EXERCISE: Write out every record in full, exactly as written, please.

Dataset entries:
▬▬▬▬▬▬

PR #786, opened 2021-09-22
Feature/migrate hidden delegations

neacsu:
- [x] Bond, delegate, unbond, do the last three migrations that were done on milhon + this last one that should fix the hidden delegations problem and check that the old delegations on unbonded nodes are migrated
- [x] Write more unit tests for the new queries


common/client-libs/validator-client/src/client.rs
```diff
@@ -7,7 +7,7 @@ use crate::nymd::{
 };
 use crate::{validator_api, ValidatorClientError};
 use coconut_interface::{BlindSignRequestBody, BlindedSignatureResponse, VerificationKeyResponse};
-use mixnet_contract::{GatewayBond, MixNodeBond};
+use mixnet_contract::{GatewayBond, MixNodeBond, RawDelegationData};
```
jstuczyn: GitHub Actions says `RawDelegationData` import is unused : )

common/mixnet-contract/src/delegation.rs
```diff
@@ -7,7 +7,9 @@ use schemars::JsonSchema;
 use serde::{Deserialize, Serialize};
 use std::fmt::Display;
 
-#[derive(Debug, Deserialize, PartialEq, Serialize)]
+pub type UnpackedDelegation<T> = (Addr, IdentityKey, T);
```
jstuczyn: Unless I missed something, it looks like the only variant ever constructed is `UnpackedDelegation<RawDelegationData>`, if that's the case, is the generic really required here?

jstuczyn: Also, perhaps for API/readability sake it should be a struct with named fields rather than a tuple? What do you think?

contracts/mixnet/src/helpers.rs
```diff
@@ -11,6 +15,9 @@ const HOURS_IN_YEAR: u128 = 8760;
 
 const DECIMAL_FRACTIONAL: Uint128 = Uint128(1_000_000_000_000_000_000u128);
 
+// cosmwasm bucket internal value
+const NAMESPACE_LENGTH: usize = 2;
```
jstuczyn, line 20: Is there no way to avoid using this? This looks like a ticking timebomb that will bite us in the future

contracts/mixnet/src/helpers.rs
```diff
@@ -65,9 +72,88 @@ pub(crate) fn scale_reward_by_uptime(
...
+pub(crate) fn identity_and_owner_to_bytes(identity: &IdentityKey, owner: &Addr) -> Vec<u8> {
+    let mut bytes = u16::to_be_bytes(identity.len() as u16).to_vec();
+    bytes.append(&mut identity.as_bytes().to_vec());
+    bytes.append(&mut owner.as_bytes().to_vec());
+
+    bytes
+}
+
+pub(crate) fn get_all_delegations_paged<T>(
+    bucket: &ReadonlyBucket<T>,
```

▬▬▬▬▬▬

SOLUTION BELOW:
PR #786, opened 2021-09-22
Feature/migrate hidden delegations

neacsu:
- [x] Bond, delegate, unbond, do the last three migrations that were done on milhon + this last one that should fix the hidden delegations problem and check that the old delegations on unbonded nodes are migrated
- [x] Write more unit tests for the new queries


common/client-libs/validator-client/src/client.rs
```diff
@@ -7,7 +7,7 @@ use crate::nymd::{
 };
 use crate::{validator_api, ValidatorClientError};
 use coconut_interface::{BlindSignRequestBody, BlindedSignatureResponse, VerificationKeyResponse};
-use mixnet_contract::{GatewayBond, MixNodeBond};
+use mixnet_contract::{GatewayBond, MixNodeBond, RawDelegationData};
```
jstuczyn: GitHub Actions says `RawDelegationData` import is unused : )

common/mixnet-contract/src/delegation.rs
```diff
@@ -7,7 +7,9 @@ use schemars::JsonSchema;
 use serde::{Deserialize, Serialize};
 use std::fmt::Display;
 
-#[derive(Debug, Deserialize, PartialEq, Serialize)]
+pub type UnpackedDelegation<T> = (Addr, IdentityKey, T);
```
jstuczyn: Unless I missed something, it looks like the only variant ever constructed is `UnpackedDelegation<RawDelegationData>`, if that's the case, is the generic really required here?

jstuczyn: Also, perhaps for API/readability sake it should be a struct with named fields rather than a tuple? What do you think?

contracts/mixnet/src/helpers.rs
```diff
@@ -11,6 +15,9 @@ const HOURS_IN_YEAR: u128 = 8760;
 
 const DECIMAL_FRACTIONAL: Uint128 = Uint128(1_000_000_000_000_000_000u128);
 
+// cosmwasm bucket internal value
+const NAMESPACE_LENGTH: usize = 2;
```
jstuczyn, line 20: Is there no way to avoid using this? This looks like a ticking timebomb that will bite us in the future

contracts/mixnet/src/helpers.rs
```diff
@@ -65,9 +72,88 @@ pub(crate) fn scale_reward_by_uptime(
...
+pub(crate) fn identity_and_owner_to_bytes(identity: &IdentityKey, owner: &Addr) -> Vec<u8> {
+    let mut bytes = u16::to_be_bytes(identity.len() as u16).to_vec();
+    bytes.append(&mut identity.as_bytes().to_vec());
+    bytes.append(&mut owner.as_bytes().to_vec());
+
+    bytes
+}
+
+pub(crate) fn get_all_delegations_paged<T>(
+    bucket: &ReadonlyBucket<T>,
```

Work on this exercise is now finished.